BEGIN Material to process
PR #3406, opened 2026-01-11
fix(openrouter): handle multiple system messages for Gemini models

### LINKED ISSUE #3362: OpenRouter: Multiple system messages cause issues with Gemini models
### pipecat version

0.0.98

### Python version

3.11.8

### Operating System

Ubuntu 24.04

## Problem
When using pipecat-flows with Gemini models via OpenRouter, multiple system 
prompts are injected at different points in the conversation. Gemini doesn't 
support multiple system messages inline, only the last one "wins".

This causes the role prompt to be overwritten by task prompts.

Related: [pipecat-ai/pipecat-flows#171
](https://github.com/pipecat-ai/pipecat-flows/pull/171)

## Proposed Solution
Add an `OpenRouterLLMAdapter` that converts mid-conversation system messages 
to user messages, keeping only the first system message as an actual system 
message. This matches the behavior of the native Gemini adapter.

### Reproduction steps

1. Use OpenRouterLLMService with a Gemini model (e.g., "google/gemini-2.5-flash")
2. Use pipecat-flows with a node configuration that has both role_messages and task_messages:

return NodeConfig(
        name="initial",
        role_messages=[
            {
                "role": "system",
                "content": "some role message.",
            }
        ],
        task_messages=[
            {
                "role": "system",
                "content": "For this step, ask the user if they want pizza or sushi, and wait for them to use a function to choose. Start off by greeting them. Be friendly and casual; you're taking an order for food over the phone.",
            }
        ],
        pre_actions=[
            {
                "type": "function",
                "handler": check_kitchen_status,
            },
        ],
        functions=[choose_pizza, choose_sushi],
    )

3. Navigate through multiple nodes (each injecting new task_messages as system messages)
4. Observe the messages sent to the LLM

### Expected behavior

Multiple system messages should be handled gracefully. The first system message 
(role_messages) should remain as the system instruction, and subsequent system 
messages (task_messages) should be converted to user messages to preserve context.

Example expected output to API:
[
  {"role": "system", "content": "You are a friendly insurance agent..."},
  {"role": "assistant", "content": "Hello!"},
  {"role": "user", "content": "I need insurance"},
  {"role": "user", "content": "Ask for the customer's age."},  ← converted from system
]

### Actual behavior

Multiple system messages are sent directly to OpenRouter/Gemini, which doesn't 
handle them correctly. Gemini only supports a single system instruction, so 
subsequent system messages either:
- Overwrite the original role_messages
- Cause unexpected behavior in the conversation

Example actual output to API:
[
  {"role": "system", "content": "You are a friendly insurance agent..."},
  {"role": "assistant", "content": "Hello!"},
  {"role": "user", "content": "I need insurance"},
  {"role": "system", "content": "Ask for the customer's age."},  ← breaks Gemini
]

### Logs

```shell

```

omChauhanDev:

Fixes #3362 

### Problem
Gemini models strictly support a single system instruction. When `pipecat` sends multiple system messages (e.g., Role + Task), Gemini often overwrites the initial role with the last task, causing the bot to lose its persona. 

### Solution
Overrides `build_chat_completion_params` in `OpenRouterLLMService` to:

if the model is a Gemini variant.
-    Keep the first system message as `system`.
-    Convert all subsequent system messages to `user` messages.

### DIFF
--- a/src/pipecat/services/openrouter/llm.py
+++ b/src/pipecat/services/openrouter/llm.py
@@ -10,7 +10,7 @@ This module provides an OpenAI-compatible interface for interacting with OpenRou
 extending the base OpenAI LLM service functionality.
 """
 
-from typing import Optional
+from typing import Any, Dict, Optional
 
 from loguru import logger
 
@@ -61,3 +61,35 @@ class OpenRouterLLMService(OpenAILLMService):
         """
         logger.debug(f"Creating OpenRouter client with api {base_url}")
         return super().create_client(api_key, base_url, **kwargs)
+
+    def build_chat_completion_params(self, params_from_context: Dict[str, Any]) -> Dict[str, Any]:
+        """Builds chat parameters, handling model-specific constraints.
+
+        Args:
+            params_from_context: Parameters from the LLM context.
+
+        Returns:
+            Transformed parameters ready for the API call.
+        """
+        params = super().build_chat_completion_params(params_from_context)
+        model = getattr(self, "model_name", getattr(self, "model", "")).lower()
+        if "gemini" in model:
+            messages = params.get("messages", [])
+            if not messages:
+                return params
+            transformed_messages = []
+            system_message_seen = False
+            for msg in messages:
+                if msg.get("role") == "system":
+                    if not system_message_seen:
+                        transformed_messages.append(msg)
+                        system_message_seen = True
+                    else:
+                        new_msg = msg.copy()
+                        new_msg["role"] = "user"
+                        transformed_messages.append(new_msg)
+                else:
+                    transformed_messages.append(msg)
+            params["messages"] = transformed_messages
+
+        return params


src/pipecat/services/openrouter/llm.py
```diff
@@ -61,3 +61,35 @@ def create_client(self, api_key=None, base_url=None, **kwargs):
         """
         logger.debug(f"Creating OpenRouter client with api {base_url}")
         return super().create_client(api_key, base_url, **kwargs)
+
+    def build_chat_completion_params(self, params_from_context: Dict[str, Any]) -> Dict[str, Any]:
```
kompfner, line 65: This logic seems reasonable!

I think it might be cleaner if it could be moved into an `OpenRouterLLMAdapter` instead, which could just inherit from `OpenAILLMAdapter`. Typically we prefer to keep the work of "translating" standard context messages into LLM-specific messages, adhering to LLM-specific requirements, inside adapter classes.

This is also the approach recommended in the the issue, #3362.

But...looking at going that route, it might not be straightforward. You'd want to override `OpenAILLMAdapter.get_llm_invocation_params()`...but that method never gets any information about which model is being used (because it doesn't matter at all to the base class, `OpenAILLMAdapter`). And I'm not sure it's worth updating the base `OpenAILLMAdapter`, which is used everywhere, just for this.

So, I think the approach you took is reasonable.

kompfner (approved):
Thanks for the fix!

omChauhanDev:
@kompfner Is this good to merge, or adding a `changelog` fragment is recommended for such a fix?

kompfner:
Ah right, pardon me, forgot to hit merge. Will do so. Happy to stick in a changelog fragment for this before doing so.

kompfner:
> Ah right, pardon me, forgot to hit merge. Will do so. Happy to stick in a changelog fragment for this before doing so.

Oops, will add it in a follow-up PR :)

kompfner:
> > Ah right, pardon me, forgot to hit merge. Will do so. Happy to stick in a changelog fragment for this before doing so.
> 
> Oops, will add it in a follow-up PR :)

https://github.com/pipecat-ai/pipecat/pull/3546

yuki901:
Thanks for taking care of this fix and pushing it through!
END Material to process
BEGIN Material to process
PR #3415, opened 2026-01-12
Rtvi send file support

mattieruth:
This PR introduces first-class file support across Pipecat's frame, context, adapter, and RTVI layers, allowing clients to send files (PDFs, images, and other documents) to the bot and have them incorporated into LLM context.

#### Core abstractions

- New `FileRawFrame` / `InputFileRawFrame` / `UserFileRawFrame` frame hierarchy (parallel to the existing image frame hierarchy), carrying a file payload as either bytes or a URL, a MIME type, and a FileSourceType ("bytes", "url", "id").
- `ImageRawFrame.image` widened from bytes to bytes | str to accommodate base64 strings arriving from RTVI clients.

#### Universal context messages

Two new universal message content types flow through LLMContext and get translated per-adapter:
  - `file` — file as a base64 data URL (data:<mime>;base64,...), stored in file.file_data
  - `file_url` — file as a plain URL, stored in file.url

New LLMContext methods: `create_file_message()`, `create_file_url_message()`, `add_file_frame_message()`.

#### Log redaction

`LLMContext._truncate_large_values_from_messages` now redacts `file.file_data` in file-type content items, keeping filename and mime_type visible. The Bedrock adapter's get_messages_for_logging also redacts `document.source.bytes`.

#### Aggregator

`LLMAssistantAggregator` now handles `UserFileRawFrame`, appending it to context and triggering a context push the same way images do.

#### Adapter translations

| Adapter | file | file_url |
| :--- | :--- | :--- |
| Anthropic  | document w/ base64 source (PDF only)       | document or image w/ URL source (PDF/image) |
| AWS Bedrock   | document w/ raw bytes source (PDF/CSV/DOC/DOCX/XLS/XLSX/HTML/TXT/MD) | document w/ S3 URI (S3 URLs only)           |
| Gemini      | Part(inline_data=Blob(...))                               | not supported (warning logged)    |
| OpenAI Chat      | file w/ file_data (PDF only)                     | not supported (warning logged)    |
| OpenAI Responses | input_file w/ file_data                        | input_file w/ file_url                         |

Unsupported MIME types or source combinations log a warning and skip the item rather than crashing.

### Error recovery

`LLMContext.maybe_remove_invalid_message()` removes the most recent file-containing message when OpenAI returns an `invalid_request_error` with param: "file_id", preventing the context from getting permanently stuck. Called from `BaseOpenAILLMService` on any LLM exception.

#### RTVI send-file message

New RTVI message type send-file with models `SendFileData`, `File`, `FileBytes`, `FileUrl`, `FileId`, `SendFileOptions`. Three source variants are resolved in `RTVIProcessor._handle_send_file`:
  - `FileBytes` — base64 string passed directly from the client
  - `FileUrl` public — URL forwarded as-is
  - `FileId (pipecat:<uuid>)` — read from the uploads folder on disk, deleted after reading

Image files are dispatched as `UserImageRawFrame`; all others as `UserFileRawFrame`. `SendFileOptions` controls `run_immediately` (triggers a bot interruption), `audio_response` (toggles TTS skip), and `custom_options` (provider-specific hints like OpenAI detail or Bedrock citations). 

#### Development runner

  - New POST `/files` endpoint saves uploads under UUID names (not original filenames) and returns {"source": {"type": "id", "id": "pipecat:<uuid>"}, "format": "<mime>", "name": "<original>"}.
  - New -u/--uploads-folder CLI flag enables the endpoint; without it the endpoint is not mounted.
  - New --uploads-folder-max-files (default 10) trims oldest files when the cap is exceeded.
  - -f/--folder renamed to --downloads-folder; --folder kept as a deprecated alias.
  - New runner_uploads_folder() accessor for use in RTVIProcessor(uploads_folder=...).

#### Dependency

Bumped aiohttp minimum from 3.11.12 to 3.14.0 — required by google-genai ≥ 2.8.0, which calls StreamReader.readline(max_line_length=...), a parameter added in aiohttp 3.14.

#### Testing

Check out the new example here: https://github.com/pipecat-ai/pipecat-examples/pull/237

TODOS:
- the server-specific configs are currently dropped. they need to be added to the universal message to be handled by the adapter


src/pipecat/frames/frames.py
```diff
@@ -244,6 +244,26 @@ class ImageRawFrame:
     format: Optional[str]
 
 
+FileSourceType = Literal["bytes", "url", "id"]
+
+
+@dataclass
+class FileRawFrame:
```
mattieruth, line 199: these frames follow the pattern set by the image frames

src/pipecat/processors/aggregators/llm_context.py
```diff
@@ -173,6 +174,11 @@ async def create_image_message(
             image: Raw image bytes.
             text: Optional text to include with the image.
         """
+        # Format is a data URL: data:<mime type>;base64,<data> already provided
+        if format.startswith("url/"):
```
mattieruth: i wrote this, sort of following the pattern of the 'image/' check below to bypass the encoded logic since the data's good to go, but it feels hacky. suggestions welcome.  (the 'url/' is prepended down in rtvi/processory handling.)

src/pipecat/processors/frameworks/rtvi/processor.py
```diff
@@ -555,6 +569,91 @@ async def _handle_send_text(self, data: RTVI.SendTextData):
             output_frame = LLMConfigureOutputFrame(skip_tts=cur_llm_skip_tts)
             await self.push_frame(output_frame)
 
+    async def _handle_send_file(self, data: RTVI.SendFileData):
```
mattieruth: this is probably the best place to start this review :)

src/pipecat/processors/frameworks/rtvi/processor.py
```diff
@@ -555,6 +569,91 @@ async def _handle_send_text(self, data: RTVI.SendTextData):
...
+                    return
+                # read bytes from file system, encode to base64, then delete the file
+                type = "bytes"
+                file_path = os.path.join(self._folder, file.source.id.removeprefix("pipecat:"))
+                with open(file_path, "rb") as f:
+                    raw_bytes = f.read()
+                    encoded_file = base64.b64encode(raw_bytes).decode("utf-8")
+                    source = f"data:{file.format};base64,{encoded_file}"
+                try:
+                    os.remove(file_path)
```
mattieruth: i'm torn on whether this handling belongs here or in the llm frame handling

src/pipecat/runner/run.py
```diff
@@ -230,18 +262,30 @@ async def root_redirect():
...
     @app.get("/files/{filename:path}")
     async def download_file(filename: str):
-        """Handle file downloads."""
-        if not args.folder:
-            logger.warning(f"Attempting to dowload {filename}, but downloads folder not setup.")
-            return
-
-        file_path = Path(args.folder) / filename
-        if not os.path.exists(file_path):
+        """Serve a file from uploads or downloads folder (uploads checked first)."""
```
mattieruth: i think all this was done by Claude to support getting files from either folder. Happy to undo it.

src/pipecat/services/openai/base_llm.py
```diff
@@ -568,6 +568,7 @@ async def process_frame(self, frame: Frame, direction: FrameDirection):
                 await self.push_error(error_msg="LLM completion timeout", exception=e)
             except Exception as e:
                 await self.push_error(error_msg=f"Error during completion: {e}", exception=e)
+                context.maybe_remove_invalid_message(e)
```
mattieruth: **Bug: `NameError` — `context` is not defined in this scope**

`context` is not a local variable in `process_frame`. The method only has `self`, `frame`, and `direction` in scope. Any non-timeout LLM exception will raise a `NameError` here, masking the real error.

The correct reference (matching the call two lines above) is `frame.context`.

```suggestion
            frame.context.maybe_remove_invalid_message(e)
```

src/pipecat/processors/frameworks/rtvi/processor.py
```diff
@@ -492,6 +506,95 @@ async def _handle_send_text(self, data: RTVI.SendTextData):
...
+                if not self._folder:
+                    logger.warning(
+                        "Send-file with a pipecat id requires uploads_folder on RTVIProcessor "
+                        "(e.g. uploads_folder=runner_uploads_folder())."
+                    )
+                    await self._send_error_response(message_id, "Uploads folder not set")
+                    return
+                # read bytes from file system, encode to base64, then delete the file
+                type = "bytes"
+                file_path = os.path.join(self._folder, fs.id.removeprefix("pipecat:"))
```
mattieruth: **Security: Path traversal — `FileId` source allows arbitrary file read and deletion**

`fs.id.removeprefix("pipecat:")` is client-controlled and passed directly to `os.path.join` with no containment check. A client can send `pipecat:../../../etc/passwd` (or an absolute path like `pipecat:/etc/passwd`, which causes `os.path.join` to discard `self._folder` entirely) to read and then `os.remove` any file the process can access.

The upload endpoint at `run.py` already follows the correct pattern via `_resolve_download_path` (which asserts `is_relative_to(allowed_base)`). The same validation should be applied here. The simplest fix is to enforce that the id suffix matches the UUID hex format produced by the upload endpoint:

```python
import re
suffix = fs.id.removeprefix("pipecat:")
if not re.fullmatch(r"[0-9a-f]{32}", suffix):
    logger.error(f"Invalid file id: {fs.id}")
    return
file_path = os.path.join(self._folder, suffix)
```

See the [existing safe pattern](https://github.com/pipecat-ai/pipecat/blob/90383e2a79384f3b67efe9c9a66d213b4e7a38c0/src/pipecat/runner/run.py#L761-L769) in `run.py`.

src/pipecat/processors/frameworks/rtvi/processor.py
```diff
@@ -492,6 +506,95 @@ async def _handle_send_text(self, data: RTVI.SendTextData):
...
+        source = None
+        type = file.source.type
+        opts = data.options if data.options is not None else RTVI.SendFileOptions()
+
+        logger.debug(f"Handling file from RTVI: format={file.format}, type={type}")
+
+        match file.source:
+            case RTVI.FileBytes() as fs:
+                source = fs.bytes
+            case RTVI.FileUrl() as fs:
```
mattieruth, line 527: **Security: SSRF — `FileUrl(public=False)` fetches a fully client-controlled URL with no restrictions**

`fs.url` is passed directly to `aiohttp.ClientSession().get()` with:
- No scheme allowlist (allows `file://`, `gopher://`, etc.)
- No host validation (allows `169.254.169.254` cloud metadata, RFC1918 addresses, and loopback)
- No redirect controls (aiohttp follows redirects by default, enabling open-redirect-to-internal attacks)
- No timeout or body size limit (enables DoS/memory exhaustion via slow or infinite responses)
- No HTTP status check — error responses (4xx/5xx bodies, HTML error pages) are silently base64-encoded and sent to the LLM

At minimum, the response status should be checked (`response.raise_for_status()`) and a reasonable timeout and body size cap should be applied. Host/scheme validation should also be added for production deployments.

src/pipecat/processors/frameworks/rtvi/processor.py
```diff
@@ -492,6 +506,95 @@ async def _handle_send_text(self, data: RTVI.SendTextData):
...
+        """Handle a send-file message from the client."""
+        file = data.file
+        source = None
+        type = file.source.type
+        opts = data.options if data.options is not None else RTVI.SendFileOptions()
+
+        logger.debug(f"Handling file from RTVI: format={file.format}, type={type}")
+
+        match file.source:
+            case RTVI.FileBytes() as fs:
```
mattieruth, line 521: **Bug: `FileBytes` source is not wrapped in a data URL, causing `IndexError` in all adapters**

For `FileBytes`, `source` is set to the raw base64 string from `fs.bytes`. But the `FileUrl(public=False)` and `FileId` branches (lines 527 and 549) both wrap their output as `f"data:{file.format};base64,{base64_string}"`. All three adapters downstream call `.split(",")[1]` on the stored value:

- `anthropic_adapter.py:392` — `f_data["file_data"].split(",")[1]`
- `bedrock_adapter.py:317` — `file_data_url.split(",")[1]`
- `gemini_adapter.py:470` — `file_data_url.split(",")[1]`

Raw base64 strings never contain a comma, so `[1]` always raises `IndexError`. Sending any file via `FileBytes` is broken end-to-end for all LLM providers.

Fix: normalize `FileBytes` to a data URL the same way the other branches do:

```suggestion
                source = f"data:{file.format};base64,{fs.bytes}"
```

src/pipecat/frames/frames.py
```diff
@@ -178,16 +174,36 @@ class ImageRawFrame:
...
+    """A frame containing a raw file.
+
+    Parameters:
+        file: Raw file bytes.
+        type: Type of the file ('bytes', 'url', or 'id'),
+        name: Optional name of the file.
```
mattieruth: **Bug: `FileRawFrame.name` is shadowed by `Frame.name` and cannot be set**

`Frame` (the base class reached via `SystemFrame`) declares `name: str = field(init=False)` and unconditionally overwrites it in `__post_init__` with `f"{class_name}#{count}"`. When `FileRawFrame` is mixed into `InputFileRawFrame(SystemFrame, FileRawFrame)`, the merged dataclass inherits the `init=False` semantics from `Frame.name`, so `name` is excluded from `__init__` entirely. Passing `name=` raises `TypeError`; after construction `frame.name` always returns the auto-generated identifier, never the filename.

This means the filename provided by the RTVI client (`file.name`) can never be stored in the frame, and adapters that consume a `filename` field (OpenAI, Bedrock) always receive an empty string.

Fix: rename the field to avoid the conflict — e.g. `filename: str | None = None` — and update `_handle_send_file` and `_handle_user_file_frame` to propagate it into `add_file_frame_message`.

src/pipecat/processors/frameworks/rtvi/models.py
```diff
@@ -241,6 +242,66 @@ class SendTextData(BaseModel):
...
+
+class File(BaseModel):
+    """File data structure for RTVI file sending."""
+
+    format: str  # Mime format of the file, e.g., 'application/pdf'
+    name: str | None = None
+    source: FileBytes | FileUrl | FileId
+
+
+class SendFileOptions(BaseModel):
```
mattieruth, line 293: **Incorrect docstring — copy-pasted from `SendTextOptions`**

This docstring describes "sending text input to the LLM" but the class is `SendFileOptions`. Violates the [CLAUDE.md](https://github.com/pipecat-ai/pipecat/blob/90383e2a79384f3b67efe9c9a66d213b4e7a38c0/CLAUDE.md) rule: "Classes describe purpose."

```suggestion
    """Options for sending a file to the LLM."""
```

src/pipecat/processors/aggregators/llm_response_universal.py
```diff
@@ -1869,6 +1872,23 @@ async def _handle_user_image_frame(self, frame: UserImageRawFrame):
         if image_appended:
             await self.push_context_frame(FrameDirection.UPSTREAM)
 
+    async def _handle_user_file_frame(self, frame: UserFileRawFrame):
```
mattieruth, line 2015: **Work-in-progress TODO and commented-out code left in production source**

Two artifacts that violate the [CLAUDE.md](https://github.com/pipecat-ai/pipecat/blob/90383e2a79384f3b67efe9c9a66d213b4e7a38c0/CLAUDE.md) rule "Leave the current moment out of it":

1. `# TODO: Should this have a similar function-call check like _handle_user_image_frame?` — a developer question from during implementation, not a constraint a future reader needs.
END Material to process
BEGIN Material to process
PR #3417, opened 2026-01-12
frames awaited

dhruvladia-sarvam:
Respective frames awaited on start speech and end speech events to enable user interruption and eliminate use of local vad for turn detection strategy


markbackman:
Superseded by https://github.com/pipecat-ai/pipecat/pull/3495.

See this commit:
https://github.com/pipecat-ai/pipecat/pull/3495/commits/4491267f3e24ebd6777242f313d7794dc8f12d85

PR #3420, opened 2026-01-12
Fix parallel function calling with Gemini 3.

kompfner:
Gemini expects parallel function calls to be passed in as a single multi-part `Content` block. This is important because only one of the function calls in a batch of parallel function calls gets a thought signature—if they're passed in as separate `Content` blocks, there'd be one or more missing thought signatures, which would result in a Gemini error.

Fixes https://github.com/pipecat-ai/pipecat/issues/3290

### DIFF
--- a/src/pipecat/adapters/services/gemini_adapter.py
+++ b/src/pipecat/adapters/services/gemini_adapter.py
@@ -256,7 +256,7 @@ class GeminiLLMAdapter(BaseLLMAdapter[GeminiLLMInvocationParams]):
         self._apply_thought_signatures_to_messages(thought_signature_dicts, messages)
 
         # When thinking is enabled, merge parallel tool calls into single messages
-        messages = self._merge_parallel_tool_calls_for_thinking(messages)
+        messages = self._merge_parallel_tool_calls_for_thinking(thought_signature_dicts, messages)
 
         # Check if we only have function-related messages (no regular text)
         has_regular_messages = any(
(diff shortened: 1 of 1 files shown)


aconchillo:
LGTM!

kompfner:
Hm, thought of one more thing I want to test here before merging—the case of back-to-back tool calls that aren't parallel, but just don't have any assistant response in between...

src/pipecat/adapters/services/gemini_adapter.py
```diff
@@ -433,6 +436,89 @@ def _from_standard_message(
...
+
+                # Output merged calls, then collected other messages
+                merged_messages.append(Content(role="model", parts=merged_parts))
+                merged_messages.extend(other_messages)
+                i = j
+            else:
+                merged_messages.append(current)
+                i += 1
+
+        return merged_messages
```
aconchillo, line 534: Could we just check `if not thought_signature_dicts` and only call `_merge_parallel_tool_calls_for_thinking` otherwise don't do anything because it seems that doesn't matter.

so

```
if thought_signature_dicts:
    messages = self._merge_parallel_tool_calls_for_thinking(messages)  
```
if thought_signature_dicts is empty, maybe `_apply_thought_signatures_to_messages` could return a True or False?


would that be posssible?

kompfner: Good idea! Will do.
END Material to process
◆ Assigned task
Whenever the string "prompts" shows up in a line of the records, copy that line.

◆ Completed task
prompts are injected at different points in the conversation. Gemini doesn't 
This causes the role prompt to be overwritten by task prompts.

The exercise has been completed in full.